Quanex (NX) Q2 CY2025 Highlights:
- Revenue: $495.3 million vs analyst estimates of $492.6 million (76.7% year-on-year growth, 0.5% beat)
- Adjusted EPS: $0.69 vs analyst expectations of $0.84 (18.1% miss)
- Adjusted EBITDA: $70.3 million vs analyst estimates of $80.57 million (14.2% margin, 12.7% miss)
- The company dropped its revenue guidance for the full year to $1.82 billion at the midpoint from $1.85 billion, a 1.6% decrease
- EBITDA guidance for the full year is $235 million at the midpoint, below analyst estimates of $270.8 million
- Operating Margin: -54.7%, down from 8.4% in the same quarter last year
- Free Cash Flow Margin: 9.3%, down from 14.3% in the same quarter last year
- Market Capitalization: $918.4 million
Company Overview
Starting in the seamless tube industry, Quanex (NYSE:NX) manufactures building products like window, door, kitchen, and bath cabinet components.
The company is an original equipment manufacturer (OEM) for products in the building materials industry. Its customers, which include national and regional residential window, door, and cabinet manufacturers, come to the company to buy the components needed to build their respective products.
For example, Quanex offers products like energy-efficient flexible insulating glass spaces, extruded vinyl profiles, and window and door screens, which are all components needed to manufacture windows and doors.
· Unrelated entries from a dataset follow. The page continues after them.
PR #1088, opened 2018-04-27
improve-cleanerAndCleaner

prastut:
Changes: 
* Moved dashboard button down with the next activity.
* Projector View is now linked to to the Current Session ${slug} button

This market is called the fenestration component market, which just means parts for the windows and doors industry. The company also offers non-fenestration products, like solar panel sealants, trim moldings, decking, fencing, and water retention barriers.
The sale of its fenestration products makes up most of the company’s revenue. These products are sold, through direct marketing, to building product manufacturers and suppliers in the construction industry. Its revenue can be divided into four revenue-generating segments, with North American Fenestration sales leading the way, followed by European Fenestration, North American Cabinet Components, and the Unallocated Corporate and Others segment.
4. Home Construction Materials
Traditionally, home construction materials companies have built economic moats with expertise in specialized areas, brand recognition, and strong relationships with contractors. More recently, advances to address labor availability and job site productivity have spurred innovation that is driving incremental demand. However, these companies are at the whim of residential construction volumes, which tend to be cyclical and can be impacted heavily by economic factors such as interest rates. Additionally, the costs of raw materials can be driven by a myriad of worldwide factors and greatly influence the profitability of home construction materials companies.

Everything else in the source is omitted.